PR #394, opened 2022-12-20
Hotfix for merlin server unable to write config files.

ryannova:
After building the merlin wheel and installing it, users are unable to initiate merlin server.
The cause was due to the fact that the configuration files that lived within the repository couldn't be access and copied over to the users local directory. To circumvent this issue, the problem was fixed by performing the same actions as how the information the "app.yaml" is copied over to the user.

The configuration files are added to merlin as a module and then modules are then loaded, read, and finally written to the user's local directory.


doutriaux1:
@ryannova I hate to be a pain but is there a way to write a test for this? E.g some test that would break before but passes now.

I would like every PR to include a test.

ryannova:
@doutriaux1 There are ways to test for this but not with the current testing structure. All of the current tests are done by cloning the merlin repo and building a virtual environment where tests are then ran using python's subprocess library. To test this you would have to reconfigure github workflow files to build the wheel and install it through that.

doutriaux1:
ok that sounds overkill 😉 let's skip it for this case.

ryannova:
😄 lol okay sounds good. Normally I do try to write a test for each PR, but this was more of a hotfix for features that were working in development environment, but a small discrepancy in the develop and release environment caused it to error during release.
The test for merlin server can be seen [here](https://github.com/LLNL/merlin/blob/b5233f24c7bbde50bbc20e3dbc1194d7abaa3f35/tests/integration/test_definitions.py#L58)

lucpeterson:
@bgunnar5 and I brainstormed a way to modify our testing to test building against the wheel. it should probably be a separate PR tho, since it's a little more involved

doutriaux1:
> 

@lucpeterson  @bgunnar5 I would like to move us to gitlab, could that "future" PR be done on gitlab?

lucpeterson (approved):

PR #395, opened 2022-12-21
Version 1.9.1

ryannova:
- Added merlin/spec/merlinspec.json to MANIFEST.in so pip will actually install it when ran
- Fixed a bug where "from celery import Celery" was failing on python 3.7
- Numpy error about numpy.str not existing from a new numpy release
- Made merlin server configurations into modules that can be loaded and written to users


lucpeterson:
this looks good. question: do we have a test for the .csv and .tab loading that changed? (I don't recall if one of the workflows already checks this)

bgunnar5:
@lucpeterson yeah the "local csv feature_demo" and "local tab feature_demo" tests (tests 33 and 34 I believe) check the csv and tab loading respectively. That's how I found the issue in the first place.

lucpeterson (approved):
Great work. LGTM

lucpeterson:
@bgunnar5  @koning  @doutriaux1 can you take a look at these hot fixes?

bgunnar5 (approved):
LGTM (but I also wrote like half of them)

PR #400, opened 2022-12-23
Feature/openfoam wf update

koning:
Update learn.py to create missing plot
Add singularity base wf.


lucpeterson (commented):
Are there tests we can add for this?

koning:
Do the existing openfoam workflows have a test? Other than running the workflow what would be a good test?

lucpeterson:
@ryannova and @bgunnar5 do you think we could add a test for this new workflow? It uses singularity to run a "real application" in a container and would be great to have that in the test suite. It'd also be nice to have the tutorial use this one (instead of having to build openFoam themselves)

koning:
Two users have been unable to run the tutorial example (openfoam_no_docker) because of the openfoam access issue.

lucpeterson:
Do the changes to the makefile necessitate a change to the isort version? Do we need to change any requirements?

lucpeterson (approved):

PR #404, opened 2023-03-15
Update integration test suite and add stop-workers tests

bgunnar5:
Slightly refactored and added functionality to the integration test suite:
- Instead of using tuples for test definitions they now use dicts
- Added two flags to `run_tests.py`:
  - `--display-tests` to view a table of all the tests and their ids
  - `--distributed` to run only the tests where the `run type` is distributed 
- Added a check to make sure the test definition matches the correct format
- Updated the integration tests' README to accommodate these changes
- Added tests for the stop-workers command (these will fail for now until I update the repo to include the stop-workers fixes)
- Fixed the `negate` option for HasRegex condition


tests/integration/README.md
```diff
@@ -1,21 +1,161 @@
...
+Changing the `cmds` section here to be:
+
+    "cmds": ["echo hello", "echo goodbye"]
+
+would fix this issue and create a valid test definition.
 
 
-### Continuous integration
+## Continuous Integration
 Currently run from [Bamboo](https://lc.llnl.gov/bamboo/chain/admin/config/defaultStages.action?buildKey=MLSI-TES).
```
koning, line 159: This is defunct, bamboo doesn't exist anymore. We should replace this with the github CI info.

tests/integration/conditions.py
```diff
@@ -1,3 +1,33 @@
+###############################################################################
+# Copyright (c) 2022, Lawrence Livermore National Security, LLC.
```
koning, line 2: The year should be updated in all files.

koning (approved):

Issue #396, opened 2022-12-22
"merlin stop-workers" with "--spec" and "--queues" flags does not work


kustowski1:
## Bug Report

"merlin stop-workers" with "--spec" or "--queues" flags does not work

1. Create a simple_spec.yaml, for example: 

description:
  description: Test stop-workers
  name: tmp

study:
- description: my step
  name: my_name
  run:
    cmd: |
       sleep 1000000
    task_queue: my_queue

merlin:
  samples:
    column_labels:
      - junk
    file: $(MERLIN_INFO)/samples.npy
    generate:
      cmd: |-
        spellbook make-samples -dims 1 -n 1 -outfile=$(MERLIN_INFO)/samples.npy

3. merlin --version # my version is 1.8.3
4. merlin run-workers simple_spec.yaml 
5. merlin stop-workers --spec simple_spec.yaml
6. merlin stop-workers --queues my_queue
7. merlin status simple_spec.yaml # this shows that the worker still exists!!!!
8. merlin stop-workers 
9. merlin status simple_spec.yaml # this shows that the worker has been stopped 

**Expected behavior**
I expect to be able to stop workers for a specific spec or queue. merlin stop-workers (without any flags) works but it stops all merlin workers, even from queues and specs that I do not want to stop.

**Please answer these questions to help us pinpoint the problem**
- Does the problem occur in `merlin run --local` mode, distributed mode or neither? 
- -- The problem is related to workers
- If a distributed problem, which backend and queue servers are you using? How are they configured?
- -- rabbit and reddis
- On what machines/architectures are you running merlin? Is this bug on a specific machine or can you reproduce it elsewhere?
- --Can reproduce on multiple machines on LLNL Linux clusters.

**Please run `merlin info` and paste the results here:**

**Additional context**

Issue #401, opened 2023-02-21
[BUG] JSON Schema Validation causes failures with restarts/resubmits


bgunnar5:
## Bug Report

**Describe the bug**
When restarting a job, the yaml spec fails the JSON Schema validation. Restarting a job uses the expanded yaml already created and since the expanded yaml doesn't have arrays in quotes, it fails the validation process.

The same goes for the partial yaml file when you try to resubmit a workflow in an iterative fashion.

**Additional context**
This bug was found by Ryan Tran. If you need more details, reach out to him.

PR #405, opened 2023-03-17
fix bugs for stop-workers and schema validation

bgunnar5:
This branch fixes Issues https://github.com/LLNL/merlin/issues/396 and https://github.com/LLNL/merlin/issues/401

This branch fixes bugs with the `--spec`, `--queues`, and `--workers` flags for the `stop-workers` command. To do this, I had to reformat how workers are launched.


merlin/main.py
```diff
@@ -755,6 +763,13 @@ def generate_worker_touching_parsers(subparsers: ArgumentParser) -> None:
         help="Specify desired Merlin variable values to override those found in the specification. Space-delimited. "
         "Example: '--vars LEARN=path/to/new_learn.py EPOCHS=3'",
     )
+    run_workers.add_argument(
+        "--disable-logs",
+        action="store_true",
+        default=False,
```
lucpeterson, line 769: Remove the default=False line.  It’s not necessary and could perhaps lead to bugs:
https://stackoverflow.com/questions/70428108/whats-the-point-of-having-both-action-store-true-and-default-false-in-parser

merlin/router.py
```diff
@@ -103,12 +104,13 @@ def purge_tasks(task_server, spec, force, steps):
...
     LOG.info(f"Purging queues for steps = {steps}")
 
-    if task_server == "celery":
+    if task_server == "celery":  # pylint: disable=R1705
         queues = spec.make_queue_string(steps)
         # Purge tasks
         return purge_celery_tasks(queues, force)
     else:
         LOG.error("Celery is not specified as the task server!")
+        return -1
```
lucpeterson, line 113: Why the -1? Is this consistent with what we do elsewhere? Should we pin a to-do if creating an enum of return codes?

merlin/spec/specification.py
```diff
@@ -354,8 +374,18 @@ def process_spec_defaults(self):
         if self.merlin["resources"]["workers"] is None:
             self.merlin["resources"]["workers"] = {"default_worker": defaults.WORKER}
         else:
-            for worker, vals in self.merlin["resources"]["workers"].items():
+            steps = self.get_study_step_names()
+            modified_steps = False
+            for _, vals in self.merlin["resources"]["workers"].items():
                 MerlinSpec.fill_missing_defaults(vals, defaults.WORKER)
+                for step in vals["steps"]:
```
lucpeterson, line 381: I’m finding this logic a little hard to follow. Maybe some comments could help?

merlin/study/celeryadapter.py
```diff
@@ -178,10 +178,84 @@ def get_workers_from_app():
...
+    """
+    Helper function to handle creating the kwargs dict that
+    we'll pass to subprocess.Popen when we launch the worker.
+
+    :param `spec`: A MerlinSpec object
+    :returns: A tuple where the first entry is the kwargs and
+              the second entry is variables defined in the spec
+    """
+    senv = spec.environment
+    spenv = os.environ.copy()
```
lucpeterson, line 215: Could we use more descriptive names for senv, spenv, and yenv?
(and yes I know these are legacy variables cut from elsewhere, but should use this opportunity to clean them up a bit)

merlin/study/celeryadapter.py
```diff
@@ -402,14 +481,19 @@ def stop_celery_workers(queues=None, spec_worker_names=None, worker_regex=None):
...
+    from merlin.celery import app  # pylint: disable=C0415
+    from merlin.config.configfile import CONFIG  # pylint: disable=C0415
 
     LOG.debug(f"Sending stop to queues: {queues}, worker_regex: {worker_regex}, spec_worker_names: {spec_worker_names}")
     active_queues, _ = get_queues(app)
 
     # If not specified, get all the queues
     if queues is None:
         queues = [*active_queues]
+    # Celery adds the queue tag in front of each queue so we add that here
```
lucpeterson, line 493: Ah so here was the key bug 🐛

merlin/study/celeryadapter.py
```diff
@@ -424,23 +508,31 @@ def stop_celery_workers(queues=None, spec_worker_names=None, worker_regex=None):
...
+                    f"""Result of regex_list_filter for {worker_name}:
+                    {regex_list_filter(worker_name, all_workers, match=False)}"""
+                )
                 workers_to_stop += regex_list_filter(worker_name, all_workers, match=False)
+        # --workers flag
         if worker_regex is not None:
-            workers_to_stop += regex_list_filter(worker_regex, workers_to_stop)
+            for worker in worker_regex:
+                LOG.debug(f"Result of regex_list_filter: {regex_list_filter(worker, all_workers, match=False)}")
+                workers_to_stop += regex_list_filter(worker, all_workers, match=False)
```
lucpeterson, line 529: And here was the other one 🐞

lucpeterson (changes requested):
A few minor mods, but this looks great!

merlin/router.py
bgunnar5: I originally added this because pylint was complaining that there should be a return from every path in the function. I chose -1 for now as the return code to represent that something went wrong. This function in particular only returns a value for logging purposes so we could change this to not return anything and just log inside router.py rather than main.py.

Right now the return values from every function in router.py are not consistent (i.e. some return ints, some return lists, some don't return anything, etc.). The enum of return codes isn't a bad idea but it would require a slightly larger to-do as we'd have to refactor the return values of a lot of these functions. I'm all for creating a to-do for this, just warning that it might take more work than we think.

merlin/spec/specification.py
bgunnar5: I just went through and added comments so you'll see them after I push changes. Essentially, this just goes through and makes sure every step in a workflow is assigned to a worker. I found a bug where if I didn't assign every step to a worker then the step that I didn't assign would never get completed. For example, say I had 2 steps `step_1` and `step_2` and 1 worker `demo_worker`. In the `steps` key for the worker I assigned it `steps: [step_1]`. This would run my workflow but would never run `step_2` since there was never a worker assigned to it. With the above change, `step_2` would be assigned to the default worker and would then get completed even without specifically assigning it to a worker.

merlin/study/celeryadapter.py
bgunnar5: 🐛 🐞 🐛 🐞 🐛 🐞

merlin/spec/specification.py
lucpeterson: Ok! I see a little better now. Maybe I can suggest some variable name changes to help with confusion

merlin/spec/specification.py
```diff
@@ -354,8 +374,23 @@ def process_spec_defaults(self):
         if self.merlin["resources"]["workers"] is None:
             self.merlin["resources"]["workers"] = {"default_worker": defaults.WORKER}
         else:
-            for worker, vals in self.merlin["resources"]["workers"].items():
+            # Gather a list of step names defined in the study
+            steps = self.get_study_step_names()
```
lucpeterson, line 378: steps -> steps_workflow

merlin/spec/specification.py
```diff
@@ -354,8 +374,23 @@ def process_spec_defaults(self):
...
+            modified_steps = False
+            # Loop through each worker and fill in the defaults
+            for _, vals in self.merlin["resources"]["workers"].items():
```
lucpeterson, line 381: vals -> worker_settings

merlin/spec/specification.py
```diff
@@ -354,8 +374,23 @@ def process_spec_defaults(self):
...
                 MerlinSpec.fill_missing_defaults(vals, defaults.WORKER)
+                # Loop through the list of steps assigned to a worker
+                for step in vals["steps"]:
```
lucpeterson, line 384: step -> worker_step

merlin/spec/specification.py
```diff
@@ -354,8 +374,23 @@ def process_spec_defaults(self):
         if self.merlin["resources"]["workers"] is None:
             self.merlin["resources"]["workers"] = {"default_worker": defaults.WORKER}
         else:
-            for worker, vals in self.merlin["resources"]["workers"].items():
+            # Gather a list of step names defined in the study
+            steps = self.get_study_step_names()
+            modified_steps = False
```
lucpeterson, line 379: modified_steps -> assigned_steps_to_workers

merlin/spec/specification.py
```diff
@@ -354,8 +374,23 @@ def process_spec_defaults(self):
...
                 MerlinSpec.fill_missing_defaults(vals, defaults.WORKER)
+                # Loop through the list of steps assigned to a worker
+                for step in vals["steps"]:
+                    # If the assigned step is still in the list of existing steps, remove it
+                    if step in steps:
+                        modified_steps = True
+                        steps.remove(step)
+            # If other steps have been assigned a worker but there are still steps remaining
+            # that haven't been assigned a worker yet, assign the remaining steps to the default worker
+            if modified_steps and steps:
```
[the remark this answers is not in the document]
lucpeterson: You could also get fancy and condense a lot of this looping into the the subtraction of various sets. 

steps_that_need_workers = set(workfow_steps) - set(worker_steps)

If you want to be fancy 🎩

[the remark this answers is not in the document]
bgunnar5: I just did this, ran the test suite, and now I remember why I had the boolean there. 

The current logic is that if there are no workers defined in a spec then by default the `default_worker` is created and it has `steps: ["all"]` in it's worker settings. With the new code I'm adding, instead of it being `steps: ["all"]` it would be `steps: [<list of every step in workflow>]` which causes a bunch of tests to fail. 

Rather than having a bool to keep track of, I think I could just change the if statement to be something like `if steps_that_need_workers and (steps_that_need_workers != all_workflow_steps)`, where `all_workflow_steps` is a list of all the steps in the workflow (essentially `self.get_study_step_names()`).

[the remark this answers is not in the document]
bgunnar5: I just now saw your comment on using sets, I think that would be cleaner than a lot of this so maybe ignore the above message for now while I check that out.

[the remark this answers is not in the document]
bgunnar5: Using sets is a lot cleaner but I still needed that if check that I was talking about. I just pushed the new changes if you want to see them.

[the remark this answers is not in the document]
lucpeterson: Nice

lucpeterson (approved):

koning (approved):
□ □ □ □
• Description of the task
Search the listing above for the word "values", and copy every line that has it.

• Task solution
         help="Specify desired Merlin variable values to override those found in the specification. Space-delimited. "
Right now the return values from every function in router.py are not consistent (i.e. some return ints, some return lists, some don't return anything, etc.). The enum of return codes isn't a bad idea but it would require a slightly larger to-do as we'd have to refactor the return values of a lot of these functions. I'm all for creating a to-do for this, just warning that it might take more work than we think.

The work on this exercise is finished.